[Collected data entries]
◇ ◇ ◇ ◇ ◇ ◇ ◇
Issue #114, opened 2021-11-16
Unit Tests


dylan-smith:
## TODO

- [x] #159
- [x] #163
- [x] #164
- [x] #177
- [x] #173

PR #196, opened 2022-01-13
AdoApi improvements

dylan-smith:
Updating AdoApi to use the anonymous object approach instead of giant JSON strings (like was done in GithubApi already). This will make the code cleaner, and also the unit tests will be more robust because they aren't tied to very specific string/format implementation.

#114 

- [x] Issue linked

### DIFF
--- a/src/Octoshift/AdoApi.cs
+++ b/src/Octoshift/AdoApi.cs
@@ -4,6 +4,7 @@ using System.IO;
 using System.Linq;
 using System.Threading.Tasks;
 using Newtonsoft.Json.Linq;
+using OctoshiftCLI.Extensions;
 
 namespace OctoshiftCLI
 {
@@ -28,7 +29,6 @@ namespace OctoshiftCLI
                 return userId;
             }
 
-            // TODO: Throw an exception instead
             Console.WriteLine("Unexpected response when retrieving User ID");
             Console.WriteLine(response);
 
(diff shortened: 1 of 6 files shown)


src/Octoshift/AdoApi.cs
```diff
@@ -284,139 +286,127 @@ public virtual async Task ShareServiceConnection(string adoOrg, string adoTeamPr
...
+                        name = adoTeamProject
+                    }
+                }
+            };
 
             await _client.PatchAsync(url, payload);
         }
 
-        public virtual async Task<AdoPipeline> GetPipeline(string org, string teamProject, int pipelineId)
+        public virtual async Task<(string defaultBranch, string clean, string checkoutSubmodules)> GetPipeline(string org, string teamProject, int pipelineId)
```
ArinGhazarian, line 305: Since behind the scenes a value tuple is actually a `struct` all properties should be pascal cased. Specially when we expose a value tuple. The only exception is when we use the properties in a method where they are actually local variables.

```suggestion
        public virtual async Task<(string DefaultBranch, string Clean, string CheckoutSubmodules)> GetPipeline(string org, string teamProject, int pipelineId)
```

src/Octoshift/AdoApi.cs
```diff
@@ -284,139 +286,127 @@ public virtual async Task ShareServiceConnection(string adoOrg, string adoTeamPr
...
+            clean = clean == null ? "null" : clean.ToLower();
+
+            var checkoutSubmodules = (string)data["repository"]["checkoutSubmodules"];
+            checkoutSubmodules = checkoutSubmodules == null ? "null" : checkoutSubmodules.ToLower();
+
+            return (defaultBranch, clean, checkoutSubmodules);
         }
 
-        public virtual async Task ChangePipelineRepo(AdoPipeline pipeline, string githubOrg, string githubRepo, string serviceConnectionId)
+        //public virtual async Task ChangePipelineRepo(AdoPipeline pipeline, string githubOrg, string githubRepo, string connectedServiceId)
```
◇ ◇ ◇ ◇ ◇ ◇ ◇
◆ TASK TO COMPLETE ◆
All lines above with "Linq" in them should be returned.

◆ SOLUTION TO THIS EXERCISE ◆
 using System.Linq;
 using Newtonsoft.Json.Linq;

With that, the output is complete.